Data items

──────────────────────────────

PR #254, opened 2026-04-23
fix: correct active pane border indicator for all split layouts

LizardLiang:
The `pane-active-border-style` indicator is not visible when panes are split, and behaves incorrectly in nested layouts.

### Repro

1. Start psmux
2. Split into left and right panes
3. Switch focus between panes

### Expected

The border segment adjacent to the focused pane should be highlighted with `pane-active-border-style`. For exactly 2 panes, the shared separator is split at the midpoint so each half reflects its adjacent pane's active state (matching tmux `pane-border-indicators` behaviour).

### Actual

No visible change when switching focus — the separator appears the same color regardless of which pane is active. In nested layouts (e.g. left pane + top-right / bottom-right), the separators are either all highlighted or split at an arbitrary midpoint unrelated to the focused pane's position.

### Root cause

Two separate issues:

**1. Post-render re-coloring pass overwrites everything**

After `render_json` draws the separators, a post-render pass re-colors all border characters based on adjacency to the active pane rect. For a simple 2-pane split, the separator is *always* geometrically adjacent to whichever pane is active — so the entire separator is always painted with `active_border_style`, producing no visible change when switching focus.

**2. Midpoint logic applied unconditionally in nested layouts**

When both adjacent children are leaf panes, the code used a midpoint split: the top half of `│` represents the left pane, the bottom half represents the right pane (and vice-versa for `─`). This works correctly for a simple 2-pane layout, but in a nested layout (e.g. `Split(H: [Left, Split(V: [TopRight, BotRight])])`) the horizontal `─` separator between TopRight and BotRight was being split left/right at an arbitrary midpoint, which does not correspond to the spatial position of either pane.

### Fix

**Re-coloring pass:** Restrict the post-render pass to junction characters only (`┼ ├ ┤ ┬ ┴`). This lets `render_json` own the style of straight `│` and `─` cells without being overwritten.

**Separator rendering:** Unify the logic into two cases:
- **Exactly 2 panes (whole window):** Use the midpoint half-highlight for the shared separator, matching tmux's `pane-border-indicators colour` behaviour.
- **3+ panes:** Use per-cell adjacency — each cell of the separator is highlighted only if the active pane directly borders that specific cell. This ensures only the segments forming the actual border of the focused pane are highlighted, regardless of layout complexity.

`LayoutJson::count_leaves()` is added to compute the total pane count. When zoomed, `total_panes` is set to 1 to reflect that only one pane is visible and to skip the traversal.

---

### DIFF
--- a/src/client.rs
+++ b/src/client.rs
@@ -3208,7 +3208,7 @@ pub fn run_remote(terminal: &mut Terminal<CrosstermBackend<crate::platform::Psmu
                 }
             }
 
-            fn render_json(f: &mut Frame, node: &LayoutJson, area: Rect, dim_preds: bool, border_fg: Color, active_border_fg: Color, clock_mode: bool, clock_colour: Color, active_rect: Option<Rect>, mode_style_str: &str, zoomed: bool, border_status: &str, border_format: &str) {
+            fn render_json(f: &mut Frame, node: &LayoutJson, area: Rect, dim_preds: bool, border_fg: Color, active_border_fg: Color, clock_mode: bool, clock_colour: Color, active_rect: Option<Rect>, mode_style_str: &str, zoomed: bool, border_status: &str, border_format: &str, total_panes: usize) {
                 match node {
                     LayoutJson::Leaf {
                         id,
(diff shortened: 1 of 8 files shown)


LizardLiang:
Closing to fix commits before re-opening.

PR #344, opened 2017-10-04
Support collision-resistant objects; make thread-safety configurable

gbrail:
Replace the hand-rolled hash code in ScriptableObject with code that works the same way, but falls back to java.util.HashMap when an object has many properties.

Make synchronization of object properties configurable via a feature flag in Context. By default objects are not thread-safe. If the feature flag is set, then they are.


gbrail:
This PR is a pretty big one, in that it changes the way that object properties are stored in a pretty fundamental way. I'd like to merge it soon, as I've tested it quite a bit. It'd be great if a few people out in the community could look at this code as well.

Issue #348, opened 2017-10-16
getOwnPropertyDescriptor of Java wrapped objects getter/setter functions can not be invoked using "call"/"apply"


tmallery:
I'm getting an error when I try to "call" the get/set properties of the result of Object.getOwnPropertyDescriptor() when a wrapped Java object is the target.

org.mozilla.v17.javascript.EvaluatorException: Can't find method org.mozilla.v17.javascript.Callable.call(object,string). (exp#69)
	at org.mozilla.v17.javascript.DefaultErrorReporter.runtimeError(DefaultErrorReporter.java:77)
	at org.mozilla.v17.javascript.Context.reportRuntimeError(Context.java:971)
	at org.mozilla.v17.javascript.Context.reportRuntimeError(Context.java:1026)
	at org.mozilla.v17.javascript.Context.reportRuntimeError1(Context.java:989)
	at org.mozilla.v17.javascript.NativeJavaMethod.call(NativeJavaMethod.java:145)

In Chromes JS engine, the getter/setter properties of the object returned from Object.getOwnPropertyDescriptor() are functions which can then be executed using "call" and "apply". This is not true for Rhino because the get and set functions are MemberBox objects and not FunctionObjects.

p-bakker:
@tmallery am closing this as I assume https://github.com/mozilla/rhino/pull/353 fixed it. If not, please reopen

PR #353, opened 2017-10-29
384 - member box call error

tmallery:
This fixes both the issue of not being able to call "call" on the returned value from getOwnPropertyDescriptor().get, it also stops the JS conversion error message from showing up when the get/set properties are referenced in a boolean condition. #348

### DIFF
--- a/src/org/mozilla/javascript/ScriptableObject.java
+++ b/src/org/mozilla/javascript/ScriptableObject.java
@@ -253,17 +253,24 @@ public abstract class ScriptableObject implements Scriptable,
             if (getter == null && setter == null) {
                 desc.defineProperty("writable", (attr & READONLY) == 0, EMPTY);
             }
-            if (getter != null)
-			{
-				if( getter instanceof MemberBox ) desc.defineProperty("get", new FunctionObject("f", ((MemberBox)getter).member(),scope), EMPTY);
-				else if( getter instanceof Member ) desc.defineProperty("get", new FunctionObject("f",(Member)getter,scope), EMPTY);
-				else desc.defineProperty("get", getter, EMPTY);
-			}
-			if (setter != null) {
-				if( setter instanceof MemberBox ) desc.defineProperty("set", new FunctionObject("f", ((MemberBox)setter).member(),scope), EMPTY);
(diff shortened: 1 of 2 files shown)


src/org/mozilla/javascript/ScriptableObject.java
```diff
@@ -253,8 +253,17 @@ ScriptableObject getPropertyDescriptor(Context cx, Scriptable scope) {
             if (getter == null && setter == null) {
                 desc.defineProperty("writable", (attr & READONLY) == 0, EMPTY);
             }
-            if (getter != null) desc.defineProperty("get", getter, EMPTY);
-            if (setter != null) desc.defineProperty("set", setter, EMPTY);
+            if (getter != null)
+			{
+				if( getter instanceof MemberBox ) desc.defineProperty("get", new FunctionObject("f", ((MemberBox)getter).member(),scope), EMPTY);
```
gbrail: Sadly there is not a single code style for this huge, old code base, but generally we follow the style of the code "around us" when making a change. You can see that this change is pretty different from other Rhino code. Specifically:

1) Please use spaces and not tabs
2) Put the spaces on the other side of the parentheses (like you see elsewhere in the file)
3) It's not a hard and fast rule yet, but using brackets for every "if" and "else" statement, even if there is only a single statement, avoids lots of errors later.

(I also think this is why the Travis CI build is failing for this PR.)

testsrc/org/mozilla/javascript/tests/MemberBoxCallTest.java
```diff
@@ -0,0 +1,108 @@
...
+
+public class MemberBoxCallTest {
+
+    Scriptable scope;
+
+    @Test
+    public void testPrototypeProperty() {
+		Context cx = Context.enter();
+		try {
+			assertEquals(evaluate(cx,
```
gbrail: I see a few of properties and functions on "AnnotatedHostObject," but it looks like this test is only checking for "foo." Is there a reason why we can't test the other properties? Similarly, are you sure that all the code paths in ScriptableObject are being exercised here for both Member and MemberBox?

gbrail:
Thanks! I'm just going to squash this myself and merge it.

PR #354, opened 2017-10-30
Add a setting to CompilerEnvirons to allow the 'use strict' directive…

peterj99a:
… to be ignored.

The directive implementation changed between 1.7.1 and 1.7.2, for backward compatibility the user may want to disable it.

### DIFF
--- a/src/org/mozilla/javascript/CompilerEnvirons.java
+++ b/src/org/mozilla/javascript/CompilerEnvirons.java
@@ -23,6 +23,7 @@ public class CompilerEnvirons
         optimizationLevel = 0;
         generatingSource = true;
         strictMode = false;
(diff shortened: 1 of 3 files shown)


gbrail:
We also talked off-line about addressing the thing that changed in 1.7.7.2 (supporting use strict inside a function body) and making that dependent on the language level, so that it won't break compatibility for anyone on an older language level, as it does now. Do you think that fixing it that way would be more appropriate?

Also, we often fix these sorts of things by adding a feature flag to Context. If we do want to support this feature, do you think that makes more sense?

p-bakker:
@gbrail as this PR is 7 years old, is related to a backwards compatibility issue in quite an old Rhino version and there's been no activity on this, shall we close it?

Issue #355, opened 2017-10-30
Function.prototype.apply fails with "Array like" second argument


tmallery:
TypeError: second argument to Function.prototype.apply must be an array

With this test code:
function test() { numArgs = arguments.length; }
test.apply(this, {'length':2, '0':'turkey', '1':'gravey'});

Per Mozillas MDN this should be allowed: https://developer.mozilla.org/en-US/docs/Web/JavaScript/Reference/Global_Objects/Function/apply

p-bakker:
Seems long fixed

PR #358, opened 2017-11-01
355 function prototype apply argument array like

tmallery:
#355
This fix matches ECMA5 behavior where an object passed in to apply as the second argument allows the call to proceed without exception.

### DIFF
--- a/src/org/mozilla/javascript/ScriptRuntime.java
+++ b/src/org/mozilla/javascript/ScriptRuntime.java
@@ -2696,13 +2696,27 @@ public class ScriptRuntime {
 
         return function.call(cx, scope, callThis, callArgs);
     }
+    
+    /**
+      * @return true if the passed in Scriptable looks like an array
+      */
+    private static boolean isArrayLike(Scriptable obj)
+    {
+        return obj != null && (
+            obj instanceof NativeArray ||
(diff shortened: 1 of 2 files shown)


src/org/mozilla/javascript/ScriptRuntime.java
```diff
@@ -2696,13 +2696,27 @@ public static Object applyOrCall(boolean isApply,
...
+    
+    /**
+      * @return true if the passed in Scriptable looks like an array
+      */
+    private static boolean isArrayLike(Scriptable obj)
+    {
+        return obj != null && (
+            obj instanceof NativeArray ||
+            obj instanceof Arguments ||
+            ScriptableObject.getProperty(obj, "length") != Scriptable.NOT_FOUND
```
gbrail: Can we use "hasProperty" here instead? It could actually make a performance difference.

gbrail:
Thanks! That looks great. Now can you please squash this into one commit (right now there are 10)? Then I can take it from there and rebase and merge or whatever we need.

tmallery:
Thanks for the review and I believe I've finally squashed the changes into one commit. Local 'check' checks out.

gbrail:
Thanks -- looks good!

PR #360, opened 2017-11-10
Make "hybrid" sort algorithm more robust.

gbrail:
Add bounds checking so that we don't make so many assumptions about
how the comparator behaves.
Make the "median of three" algorithm actually take the median
of three.

### DIFF
--- a/src/org/mozilla/javascript/Sorting.java
+++ b/src/org/mozilla/javascript/Sorting.java
@@ -98,10 +98,10 @@ public final class Sorting {
     }
 
     /*
-    Return the index of the smallest of three elements in the specified array range -- the
+    Return the index of the median of three elements in the specified array range -- the
     first, the last, and the one in the middle.
     */
-    private static int median(final Object[] a, int start, int end,  Comparator<Object> cmp)
+    public static int median(final Object[] a, int start, int end, Comparator<Object> cmp)
     {
         final int m = start + ((end - start) / 2);
         int smallest = start;
--- a/src/org/mozilla/javascript/Sorting.java
+++ b/src/org/mozilla/javascript/Sorting.java
@@ -1,6 +1,5 @@
 package org.mozilla.javascript;
 
-import java.util.Arrays;
 import java.util.Comparator;
 
 public final class Sorting {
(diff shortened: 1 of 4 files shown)


src/org/mozilla/javascript/Sorting.java
```diff
@@ -85,10 +97,28 @@ private static int log2(int n)
         return (int)(Math.log10(n) / Math.log10(2.0));
     }
 
-    private static int median(int n1, int n2, int n3)
+    /*
+    Return the index of the smallest of three elements in the specified array range -- the
+    first, the last, and the one in the middle.
```
sainaen: Is this correct? From my reading `median()` returns the index of the median of three elements (start, end and in the middle), not the smallest in range.

testsrc/jstests/sorting-comparators.js
```diff
@@ -0,0 +1,99 @@
...
+    if (x < y) {
+      return 1;
+    }
+    if (x > y) {
+      return -1;
+    }
+    return 0;
+  });
+
+// Torture tests devised by @sainen and @bensummers
```
sainaen: Thanks, but I'd say that attribution isn't in necessary/useful here. It's just a test, plus comparator itself comes from underscore. (And it's sain*a*en. 🙂 )

testsrc/jstests/sorting-comparators.js
```diff
@@ -0,0 +1,99 @@
...
+      .map(function(value, index) { return {index: index, criteria: value}; }),
+      function(left, right) {
+          var a = left.criteria;
+          var b = right.criteria;
+          if (a !== b) {
+              if (a > b || a === void 0) return 1;
+              if (a < b || b === void 0) return -1;
+          }
+          return left.index < right.index ? -1 : 1;
+      });
```
sainaen: Since both these ‘torture’ cases are basically the same, how about replacing one of them with something different that also throws currently?

Like, 
```js
// should work ok, comparator is similar to the underscore's one
sortAndCompare([1, 1, 1, 1, 1, 1, 1, 1, 1, 0, 1, 1, 1, 1, 1, 1, 1, 1, 1], function (a, b) { return a >= b ? 1 : -1; });
// weird comparator, array may not be sorted, but shouldn't fail/throw
assertDoesNotThrow(function () {
  [1, 1, 1, 1, 1, 1, 1, 1, 1, 0, 1, 1, 1, 1, 1, 1, 1, 1, 1].sort(function (a, b) { return -1; });
});
// yet another weird comparator, again shouldn't fail/throw
assertDoesNotThrow(function () {
  [1, 1, 1, 1, 1, 1, 1, 1, 1, 0, 1, 1, 1, 1, 1, 1, 1, 1, 1].sort(function (a, b) { return 1; });
});
```

gbrail:
Thanks for the review and suggestions! I kind of think that if someone sends us code and they're not going to be part of the Git commit then I should credit them ;-) I'll merge this soon.

PR #371, opened 2017-12-22
Improve UX around Test262

sainaen:
This addresses several small annoyances with how working with test262 cases goes:

1. adds an explanation of the format to the file itself, since it's not very obvious
1. allows leading and trailing whitespace for all the lines
1. `Test262SuiteTest` now throws exception with an informative error message when path from `test262.properties` doesn't exist, before it was just ignored and a couple of paths were wrong
1. `Test262SuiteTest` now prints out warning to the console when an exclusion pattern didn't match anything
1. streamlines code around the `test262.properties` parsing (less duplication) and adds comments, I hope it's now easier to follow

As a bonus, fixing the third point brought the number of test262 cases from 25752 to 26229 (+477) 🎉

### DIFF
--- a/testsrc/org/mozilla/javascript/tests/Test262SuiteTest.java
+++ b/testsrc/org/mozilla/javascript/tests/Test262SuiteTest.java
@@ -19,12 +19,12 @@ import org.mozilla.javascript.drivers.TestUtils;
 import org.mozilla.javascript.tools.SourceReader;
 import org.mozilla.javascript.tools.shell.ShellContextFactory;
 import org.yaml.snakeyaml.Yaml;
+import org.yaml.snakeyaml.error.YAMLException;
 
 import java.io.*;
 import java.util.*;
 import java.util.regex.Matcher;
 import java.util.regex.Pattern;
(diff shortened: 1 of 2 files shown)


gbrail:
OK! I was just about to push a "1.7.8-RC" before going out for a little while so that we can do a proper 1.7.8 release in the new year. However, this would be an easy thing to include. I'm going to "squash" it and merge it!

sainaen:
Cool! Thanks for the quick response.

Next thing I'd like to work on is bringing up to date test262 executor as there were changes in the format of the file headers since it was first introduced here. It's still only a test update, so shouldn't interfere with the release process, but I could wait until 1.7.8 is ready.

By the way, do you want me to squash commits in my future PRs?

gbrail:
No problem. I only get to work on Rhino in short bursts these days but
today's one of those days.

In general, we don't have a hard and fast rule about squashing commits, but
in general if I see a lot of little commits I think it's easier on future
maintainers if we squash them, yes.

On Fri, Dec 22, 2017 at 12:04 PM, Ivan Vyshnevskyi <notifications@github.com

Issue #377, opened 2018-01-05
1.7.8 RC1: Dynamic Scopes vs. initStandardObjects (NativeSymbol) 


raimi:
As discussed in https://groups.google.com/forum/#!topic/mozilla-rhino/ez3kr8-o0oI : there is an issue in my specific way of using dynamic scopes initStandardObjects, namely NativeSymbol.

I prepared a testcase.

raimi:
To be clear: passing sealed = false to initStandardObjects(ScriptableObject scope, boolean sealed) makes the problem go away.

gbrail:
Here's a PR for this with a test case:

https://github.com/mozilla/rhino/pull/381

Can you try it out? I'd like to merge it before we do Rhino 1.7.8 later this week.

raimi:
Good news: This fixes both the test-case and our application. Perhaps you can accept both my and your PR? Doesn't hurt to have more tests :)

gbrail:
Fixed this one in https://github.com/mozilla/rhino/pull/378.

PR #378, opened 2018-01-05
https://github.com/mozilla/rhino/issues/377 now OK test case

raimi:
This reproduces my problem and also suggests a way to the solution: cx.initStandardObjects(new TopLevel(), false) WOULD work.

So the issue is the "isSealed" bit being set to early for NativeSymbol.

### DIFF
--- a/README.md
+++ b/README.md
@@ -45,7 +45,7 @@ Rhino builds with `Gradle`. Here are some useful tasks:
 ```
 ./gradlew jar
 ```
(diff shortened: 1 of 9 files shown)


gbrail:
Sorry -- missed this. I'm going to replace my test with this one.

raimi:
Merged Greg's changes and his testcase. Cleaned up my testcase. Hope he just accepts this change...

gbrail:
OK -- looks good thanks!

──────────────────────────────

◆ PROBLEM DETAILS: Would you please filter the lines above and copy every one that includes "before"?

◆ RESULT:
Closing to fix commits before re-opening.
1. `Test262SuiteTest` now throws exception with an informative error message when path from `test262.properties` doesn't exist, before it was just ignored and a couple of paths were wrong
OK! I was just about to push a "1.7.8-RC" before going out for a little while so that we can do a proper 1.7.8 release in the new year. However, this would be an easy thing to include. I'm going to "squash" it and merge it!
Can you try it out? I'd like to merge it before we do Rhino 1.7.8 later this week.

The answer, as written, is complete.